Bin J, Oates WS - Sci Rep (2015)

Bottom Line: It is shown that dipole forces strongly respond to polarized light in contrast to higher order quadrupole forces that are often used to describe surface relief grating deformation through a field gradient constitutive law.The modeling results and comparisons with a broad range of photomechanical data in the literature suggest that the molecular structure of the azobenzene monomers dramatically influences the photostrictive behavior.The results provide important insight for designing azobenzene monomers within a polymer network to achieve enhanced photo-responsive deformation.
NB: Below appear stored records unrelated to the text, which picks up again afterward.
PR #659, opened 2024-03-13
[MM-42464] SQL store: `calls_sessions`

streamer45:
#### Summary

This is the last bit in terms of new tables (for now). 

As discussed, I am leaving jobs stuff behind for the time being while we figure out if we need them or if we can still rely on post props.

I'll also need to likely tweak some things such as adding indexes but I prefer to defer that to the upcoming PR which will be updating the business logic as it will become clearer how and when we fetch data.

#### Ticket Link

#### Parent PR

https://github.com/mattermost/mattermost-plugin-calls/pull/647


cpoile (approved):
Looks good, thanks!

PR #663, opened 2024-03-18
[MM-57327] Set basename on default client as well if present

### LINKED ISSUE #660: Setting site url is not used in mattermost desktop
I have a mattermost service at https://mydomain/mattermost/
But calls requested the following API in Windows Desktop
image
The correct request should be
`:3000/mattermost/api/v4/channels/c8h6b3jy4ibni86jjzry53r1uc`
not `:3000/api/v4/channels/c8h6b3jy4ibni86jjzry53r1uc`
My setting
image

streamer45:
#### Summary

The default client used by redux action wasn't accounting for the `basename` any longer so it would break any use of Calls from desktop against installations served under a subpath. Explicitly setting the url seems to fix this.

I think this may be a regression introduced in https://github.com/mattermost/mattermost-plugin-calls/pull/555/files#diff-2aac6bf65edf6e3c7580f45c0aee032bcdded5c0adb7a5ef9929ee31b74e0ad3. 

@cpoile Please let me know if you think this should be addressed differently. It doesn't look great but at the same time I didn't want to go as far as implementing our own basic actions to load MM data in Redux.

Fixes #660 

#### Ticket Link

https://mattermost.atlassian.net/browse/MM-57327

### DIFF
--- a/standalone/src/init.ts
+++ b/standalone/src/init.ts
@@ -41,6 +41,7 @@ import {
 import {pluginId} from 'plugin/manifest';
 import reducer from 'plugin/reducers';
 import RestClient from 'plugin/rest_client';
+import {Client4} from 'mattermost-redux/client';
 import {callsConfig, iceServers, needsTURNCredentials} from 'plugin/selectors';
 import {DesktopNotificationArgs, Store, WebAppUtils} from 'plugin/types/mattermost-webapp';
 import {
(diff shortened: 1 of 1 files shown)


streamer45:
I think we should consider a dot release for this given the impact.

cpoile (approved):
A couple thoughts:
- Should we do the same for ~~the standalone~~ webapp?
- If we restrict ourselves to using the RestClient, then would this be an issue? I don't think we need to use Client4 at all, instead use RestClient. But perhaps Client4 is being used somewhere else even if we never touch it? Maybe I can try it if you want to send a new ticket to me.

PR #666, opened 2024-03-27
[MM-42464] SQL store: Business logic

streamer45:
#### Summary

This is the most substantial PR as it includes all the business logic changes needed after moving from KV to SQL store. Most of the complexity was changing from the JSON blob format for the call state to having separate entities in their own tables, namely calls, channels, sessions and jobs.

I tried to simplify where possible but without making any changes to the client side. More work will be needed to clean up properly and provide a consistent API but I'll defer that since this is more than enough for now :)

Given we are touching pretty much all the backend, there's a very good chance some regressions may have creeped in. My plan is to add more tests to cover as many edge cases as possible and get this on Community as soon as possible once e2e and manual QA are all good.

@cpoile If you could take care of some smoke testing on mobile I'd be grateful. No need to go too deep but at least testing the basics would be a good start. PR should not have any breaking changes so if you spot anything funny please let me know.

#### Ticket Link


server/state.go
```diff
@@ -255,133 +167,174 @@ func (cs *callState) getClientState(botID, userID string) *CallStateClient {
...
+	jobs, err := p.store.GetCallJobs(call.ID, db.GetCallJobOpts{
+		FromWriter: fromWriter,
+	})
 	if err != nil {
-		return fmt.Errorf("failed to marshal channel state: %w", err)
+		return nil, fmt.Errorf("failed to get call jobs: %w", err)
+	}
+	for _, job := range jobs {
+		if job.Type == public.JobTypeRecording && state.Recording == nil {
+			state.Recording = job
```
cpoile, line 239: What's the purpose of the `state.Recording == nil` and `state.Transcription == nil` checks?

server/sync.go
```diff
@@ -11,9 +11,8 @@ import (
 	"github.com/mattermost/mattermost-plugin-calls/server/cluster"
 )
 
-// lockCall locks the global (cluster) mutex for the given channelID and
-// returns the current state.
-func (p *Plugin) lockCall(channelID string) (*channelState, error) {
+// lockCallSimple locks the global (cluster) mutex for the given channelID.
+func (p *Plugin) lockCallSimple(channelID string) error {
```
cpoile, line 15: I think I understand what you mean, but maybe there's a better name for this and the next? like `lockCall` and `lockCallAndReturn`? But it's a matter of taste, so up to you.

cpoile (commented):
This is a lot of work, wow. PR num 666 is right.

I ran through the basics on mobile, joining leaving raising talking reacting recording, looks like it's working well.

Not anything serious, just mostly questions really.

Heads up that I'm getting the following error after upgrading and after starting and ending a couple calls (successfully):
```
error [2024-03-28 17:41:23.692 -04:00] failed to get all calls channels              caller="app/plugin_api.go:1003" plugin_id=com.mattermost.calls origin="main.(*Plugin).handleGetAllCallChannelStates api.go:146" err="failed to get calls channels: sql: Scan error on column index 2, name "props": unsupported source type <nil>"
```

server/api_router.go
```diff
@@ -0,0 +1,157 @@
...
+
+func (p *Plugin) newAPIRouter() *mux.Router {
+	router := mux.NewRouter()
+
+	// Public API endpoints (no auth required)
+
+	versionRoute := router.HandleFunc("/version", p.handleGetVersion).Methods("GET")
+	var metricsRoute *mux.Route
+	if p.metrics != nil {
+		// NOTE: deprecated in favor of the ServeMetrics hook. Consider removing in v1.0.
```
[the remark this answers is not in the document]
streamer45: I think we are still relying on it in production as we speak as it's not being that long. It's also still documented -> https://docs.mattermost.com/configure/calls-deployment.html#calls-plugin-metrics

Agreed we need a ticket to get rid of this.

server/db/calls_channels_store.go
```diff
@@ -52,25 +48,46 @@ func (s *Store) GetCallsChannel(channelID string, opts GetCallsChannelOpts) (*pu
...
-		return fmt.Errorf("channel should not be nil")
+	if err := channel.IsValid(); err != nil {
+		return fmt.Errorf("invalid channel: %w", err)
 	}
 
 	qb := getQueryBuilder(s.driverName).
 		Update("calls_channels").
 		Set("Enabled", channel.Enabled).
-		Set("Props", channel.Props).
+		Set("Props", s.newJSONValueWrapper(channel.Props)).
```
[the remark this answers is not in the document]
streamer45: Before I tried to have the `CallsChannelProps` type implement [`driver.Valuer`](https://pkg.go.dev/database/sql/driver#Valuer) (see https://github.com/mattermost/mattermost-plugin-calls/pull/647/files#diff-da74529495f2cec1febd6e6f6d7da6e13fd603cfda02ea1866effd10a7c34427) but that broke completely when I realized we could be using Postgres with binary parameters enabled and depending on that we need to marshal the JSON as either bytes (binary) or string (text) so we need store level context to make that decision, hence the wrapper.

server/db/calls_store.go
```diff
@@ -28,86 +28,50 @@ var callsColumns = []string{
...
 		Set("EndAt", call.EndAt).
 		Set("DeleteAt", call.DeleteAt).
-		Set("Participants", call.Participants).
-		Set("Stats", call.Stats).
-		Set("Props", call.Props).
-		Where(
-			sq.Eq{"ID": call.ID},
-			sq.Eq{"ChannelID": call.ChannelID},
-		)
+		Set("ThreadID", call.ThreadID).
```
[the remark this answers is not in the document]
streamer45: If we ever have that use case we'll modify the query. I tried to only update what we currently use.

server/db/store.go
```diff
@@ -66,6 +74,14 @@ func NewStore(settings model.SqlSettings, wConnector, rConnector driver.Connecto
 		log:        log,
 	}
 
+	if *settings.DriverName == model.DatabaseDriverPostgres {
+		binaryParams, err := hasBinaryParams(*settings.DataSource)
+		if err != nil {
+			return nil, fmt.Errorf("failed to check binary parameters")
+		}
+		st.binaryParams = binaryParams
+	}
```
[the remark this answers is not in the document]
streamer45: I am testing because during development everything was working until I tried it on a real instance. See [the above comment](https://github.com/mattermost/mattermost-plugin-calls/pull/666#discussion_r1543780482) for context. Just want to make sure we test the store in both configurations.

server/public/adapters.go
```diff
@@ -61,3 +44,12 @@ func (cp *CallProps) Scan(src any) error {
...
 	return json.Unmarshal(data, cp)
 }
+
+func (jp *CallJobProps) Scan(src any) error {
+	data, ok := src.([]byte)
+	if !ok {
+		return fmt.Errorf("unsupported source type %T", src)
+	}
+
+	return json.Unmarshal(data, jp)
```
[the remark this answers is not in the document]
streamer45: The json package is well known for its inconsistencies :p Still waiting for v2 :)

server/state.go
streamer45: That's a very good question. I meant to leave a comment. The reason is that the returned jobs are sorted by `StartAt` and the `nil` check is because we want to extract only the most recent one because in theory there's no DB constraint so there could be more than one "unfinished". If we were returning a single job type we could `LIMIT` but in this case we want to get all types in one go.

server/sync.go
streamer45: Yeah, this is what a real `lockCall` was supposed to look like. We can rename.

streamer45:
> Heads up that I'm getting the following error after upgrading and after starting and ending a couple calls (successfully):
> 
> ```
> error [2024-03-28 17:41:23.692 -04:00] failed to get all calls channels              caller="app/plugin_api.go:1003" plugin_id=com.mattermost.calls origin="main.(*Plugin).handleGetAllCallChannelStates api.go:146" err="failed to get calls channels: sql: Scan error on column index 2, name "props": unsupported source type <nil>"
> ```

Thanks. I am still thinking whether we should just have a `NOT NULL` constraint for JSON based columns, or add a `{}` default or just deal with the fact they could be `NULL`. Will make sure to figure it out.

server/api_router.go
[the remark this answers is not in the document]
streamer45: Created https://mattermost.atlassian.net/browse/MM-57549, will add a comment.

server/db/migrations/mysql/000001_create_calls_channels.up.sql
```diff
@@ -1,7 +1,7 @@
 CREATE TABLE IF NOT EXISTS calls_channels (
     ChannelID varchar(26) PRIMARY KEY,
     Enabled BOOLEAN,
-    Props JSON
+    Props JSON NOT NULL
```
streamer45, line 4: @cpoile I fixed the migration, went with `NOT NULL` but didn't enforce a default at the schema level due to some [MySQL quirks](https://www.percona.com/blog/cant-we-assign-a-default-value-to-the-blob-text-geometry-and-json-data-types/) I'd rather not deal with. A default value is still enforced by store logic as during insert a `nil` map will be serialized to `null` so we should be good.

The only caveat is that this is not a backwards compatible change in terms of your local state but I wanted to avoid the less clean `COALESCE` (or adding a new migration) since we haven't released any of this yet so to fix your db you'll need to manually run something like:

```sql
UPDATE calls_channels SET Props = 'null' WHERE Props IS NULL;
```

cpoile: Of course 'null' is NOT NULL. 😝

cpoile (approved):
Thanks, this is a lot of good work!

server/db/migrations/mysql/000001_create_calls_channels.up.sql
streamer45: Yeah, `null` JSON literal :)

View Article: PubMed Central - PubMed

Affiliation: Florida Center for Advanced Aero Propulsion (FCAAP), Department of Mechanical Engineering, Florida State University. Tallahassee, FL, 32310, USA.

ABSTRACT
Complex light-matter interactions in azobenzene polymers have limited our understanding of how photoisomerization induces deformation as a function of the underlying polymer network and form of the light excitation. A unified modeling framework is formulated to advance the understanding of surface deformation and bulk deformation of polymer films that are controlled by linear or circularly polarized light or vortex beams. It is shown that dipole forces strongly respond to polarized light in contrast to higher order quadrupole forces that are often used to describe surface relief grating deformation through a field gradient constitutive law. The modeling results and comparisons with a broad range of photomechanical data in the literature suggest that the molecular structure of the azobenzene monomers dramatically influences the photostrictive behavior. The results provide important insight for designing azobenzene monomers within a polymer network to achieve enhanced photo-responsive deformation.

No MeSH data available.


Related in: MedlinePlus

The dependence of surface relief upon the topological charge, ξ.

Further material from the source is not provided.